◆ Work required:
Search the data for the string "build", and report each line where it is found.

◆ The data:
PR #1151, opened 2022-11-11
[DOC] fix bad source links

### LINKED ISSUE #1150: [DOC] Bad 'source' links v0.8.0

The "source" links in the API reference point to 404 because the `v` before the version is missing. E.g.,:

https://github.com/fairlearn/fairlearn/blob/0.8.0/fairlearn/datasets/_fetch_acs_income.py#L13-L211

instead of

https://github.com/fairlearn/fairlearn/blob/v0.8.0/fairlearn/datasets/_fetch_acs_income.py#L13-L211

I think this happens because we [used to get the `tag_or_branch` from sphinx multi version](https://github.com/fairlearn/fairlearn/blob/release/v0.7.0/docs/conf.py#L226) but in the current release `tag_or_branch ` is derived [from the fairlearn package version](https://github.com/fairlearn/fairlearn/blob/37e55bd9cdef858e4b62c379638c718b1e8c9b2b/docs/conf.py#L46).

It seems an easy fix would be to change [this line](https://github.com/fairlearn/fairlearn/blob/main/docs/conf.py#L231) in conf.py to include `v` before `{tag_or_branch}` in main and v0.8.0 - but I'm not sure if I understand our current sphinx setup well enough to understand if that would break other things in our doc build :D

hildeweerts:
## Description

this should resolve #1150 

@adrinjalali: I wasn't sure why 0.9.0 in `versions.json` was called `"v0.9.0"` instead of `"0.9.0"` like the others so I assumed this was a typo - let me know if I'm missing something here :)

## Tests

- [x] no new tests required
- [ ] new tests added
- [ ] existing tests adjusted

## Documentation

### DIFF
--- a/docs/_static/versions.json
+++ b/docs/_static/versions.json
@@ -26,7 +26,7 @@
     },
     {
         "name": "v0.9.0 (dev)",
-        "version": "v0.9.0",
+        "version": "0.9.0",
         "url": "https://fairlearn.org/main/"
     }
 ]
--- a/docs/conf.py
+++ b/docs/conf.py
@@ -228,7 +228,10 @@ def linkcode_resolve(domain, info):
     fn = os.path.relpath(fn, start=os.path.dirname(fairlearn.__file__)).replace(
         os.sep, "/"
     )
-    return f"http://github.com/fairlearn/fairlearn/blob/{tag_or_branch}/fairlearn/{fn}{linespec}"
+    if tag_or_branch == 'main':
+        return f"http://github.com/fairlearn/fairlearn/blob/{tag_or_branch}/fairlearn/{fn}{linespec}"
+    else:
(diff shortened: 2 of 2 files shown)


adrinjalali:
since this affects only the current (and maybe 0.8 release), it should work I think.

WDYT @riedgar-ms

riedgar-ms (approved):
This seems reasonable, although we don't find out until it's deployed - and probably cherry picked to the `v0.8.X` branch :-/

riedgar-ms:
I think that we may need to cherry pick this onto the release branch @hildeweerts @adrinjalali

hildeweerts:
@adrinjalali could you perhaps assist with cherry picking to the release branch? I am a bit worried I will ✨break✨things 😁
...
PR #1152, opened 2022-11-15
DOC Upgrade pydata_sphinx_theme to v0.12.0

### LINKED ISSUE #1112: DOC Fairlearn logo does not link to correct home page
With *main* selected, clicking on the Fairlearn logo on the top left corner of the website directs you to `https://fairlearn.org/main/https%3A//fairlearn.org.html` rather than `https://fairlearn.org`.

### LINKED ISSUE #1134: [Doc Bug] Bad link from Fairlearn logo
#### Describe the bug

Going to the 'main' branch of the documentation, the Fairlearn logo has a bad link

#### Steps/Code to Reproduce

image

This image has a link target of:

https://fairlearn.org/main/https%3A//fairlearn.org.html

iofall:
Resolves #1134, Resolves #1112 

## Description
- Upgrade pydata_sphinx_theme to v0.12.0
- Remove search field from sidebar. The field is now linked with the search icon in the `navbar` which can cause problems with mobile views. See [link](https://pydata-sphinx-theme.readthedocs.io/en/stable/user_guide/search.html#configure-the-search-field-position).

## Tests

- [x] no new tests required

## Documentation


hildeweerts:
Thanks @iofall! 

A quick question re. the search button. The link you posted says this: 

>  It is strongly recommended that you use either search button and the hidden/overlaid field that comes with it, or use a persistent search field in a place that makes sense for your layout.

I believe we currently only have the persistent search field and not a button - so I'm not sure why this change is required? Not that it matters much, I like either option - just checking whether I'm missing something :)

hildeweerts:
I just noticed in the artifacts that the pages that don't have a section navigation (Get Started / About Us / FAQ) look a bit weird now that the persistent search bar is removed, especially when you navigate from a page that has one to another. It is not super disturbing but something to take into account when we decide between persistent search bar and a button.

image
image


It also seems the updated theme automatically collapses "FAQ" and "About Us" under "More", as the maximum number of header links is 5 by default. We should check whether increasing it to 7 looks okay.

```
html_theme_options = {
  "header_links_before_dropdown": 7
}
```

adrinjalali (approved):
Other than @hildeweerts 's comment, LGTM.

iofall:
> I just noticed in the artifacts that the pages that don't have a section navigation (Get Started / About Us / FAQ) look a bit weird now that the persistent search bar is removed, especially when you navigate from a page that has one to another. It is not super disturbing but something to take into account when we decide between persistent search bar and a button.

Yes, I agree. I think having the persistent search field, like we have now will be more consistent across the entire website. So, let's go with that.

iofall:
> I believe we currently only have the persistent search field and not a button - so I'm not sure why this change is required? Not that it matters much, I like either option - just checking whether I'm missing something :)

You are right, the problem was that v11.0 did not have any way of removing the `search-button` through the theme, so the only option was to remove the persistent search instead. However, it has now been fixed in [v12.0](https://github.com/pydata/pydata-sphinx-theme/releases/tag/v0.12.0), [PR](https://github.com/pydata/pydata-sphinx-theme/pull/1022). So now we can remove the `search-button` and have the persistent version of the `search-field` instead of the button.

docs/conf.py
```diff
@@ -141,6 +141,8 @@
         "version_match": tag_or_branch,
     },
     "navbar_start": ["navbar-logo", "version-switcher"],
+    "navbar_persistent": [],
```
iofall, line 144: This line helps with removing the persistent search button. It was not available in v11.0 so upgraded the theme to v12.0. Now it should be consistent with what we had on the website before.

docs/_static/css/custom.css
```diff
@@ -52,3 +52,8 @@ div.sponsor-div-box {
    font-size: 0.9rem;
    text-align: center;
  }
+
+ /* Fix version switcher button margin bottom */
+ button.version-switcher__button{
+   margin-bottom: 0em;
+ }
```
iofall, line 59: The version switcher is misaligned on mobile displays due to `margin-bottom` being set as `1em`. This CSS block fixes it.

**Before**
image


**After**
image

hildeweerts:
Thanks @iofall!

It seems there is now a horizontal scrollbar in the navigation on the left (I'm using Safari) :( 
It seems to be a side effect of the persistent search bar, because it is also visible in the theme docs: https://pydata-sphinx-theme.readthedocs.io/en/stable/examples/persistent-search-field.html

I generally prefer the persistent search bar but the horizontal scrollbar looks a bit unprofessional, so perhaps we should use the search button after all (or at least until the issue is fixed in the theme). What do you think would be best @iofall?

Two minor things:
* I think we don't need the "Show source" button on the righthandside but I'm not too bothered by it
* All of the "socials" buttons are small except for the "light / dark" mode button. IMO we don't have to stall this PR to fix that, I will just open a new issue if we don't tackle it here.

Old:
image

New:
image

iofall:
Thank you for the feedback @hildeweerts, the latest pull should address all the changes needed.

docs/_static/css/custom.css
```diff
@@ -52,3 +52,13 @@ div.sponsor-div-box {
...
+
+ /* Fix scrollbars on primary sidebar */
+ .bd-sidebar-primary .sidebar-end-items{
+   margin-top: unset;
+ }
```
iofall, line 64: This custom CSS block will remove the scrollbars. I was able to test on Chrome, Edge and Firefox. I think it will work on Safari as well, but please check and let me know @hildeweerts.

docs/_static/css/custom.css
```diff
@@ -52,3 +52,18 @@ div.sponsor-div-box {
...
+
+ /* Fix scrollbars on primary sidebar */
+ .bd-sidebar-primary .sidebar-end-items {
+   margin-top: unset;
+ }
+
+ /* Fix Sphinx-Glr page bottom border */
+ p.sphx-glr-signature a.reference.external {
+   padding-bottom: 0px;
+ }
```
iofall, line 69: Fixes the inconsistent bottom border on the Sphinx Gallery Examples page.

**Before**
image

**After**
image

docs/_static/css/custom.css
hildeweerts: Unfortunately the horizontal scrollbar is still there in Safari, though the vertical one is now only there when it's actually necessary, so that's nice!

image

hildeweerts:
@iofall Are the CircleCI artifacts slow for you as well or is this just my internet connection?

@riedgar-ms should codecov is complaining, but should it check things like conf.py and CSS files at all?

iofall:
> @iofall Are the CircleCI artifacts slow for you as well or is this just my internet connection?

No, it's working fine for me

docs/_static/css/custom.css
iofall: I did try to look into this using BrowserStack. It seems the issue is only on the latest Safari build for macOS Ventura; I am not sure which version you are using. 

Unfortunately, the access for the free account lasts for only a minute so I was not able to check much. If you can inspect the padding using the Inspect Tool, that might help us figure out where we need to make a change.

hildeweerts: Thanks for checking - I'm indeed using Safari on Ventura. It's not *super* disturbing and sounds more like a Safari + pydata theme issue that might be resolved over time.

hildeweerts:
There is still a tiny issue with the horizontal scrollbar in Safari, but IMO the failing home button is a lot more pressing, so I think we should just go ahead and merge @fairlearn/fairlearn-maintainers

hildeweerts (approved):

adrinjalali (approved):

◆ Result for this task:
It seems an easy fix would be to change [this line](https://github.com/fairlearn/fairlearn/blob/main/docs/conf.py#L231) in conf.py to include `v` before `{tag_or_branch}` in main and v0.8.0 - but I'm not sure if I understand our current sphinx setup well enough to understand if that would break other things in our doc build :D
iofall: I did try to look into this using BrowserStack. It seems the issue is only on the latest Safari build for macOS Ventura; I am not sure which version you are using. 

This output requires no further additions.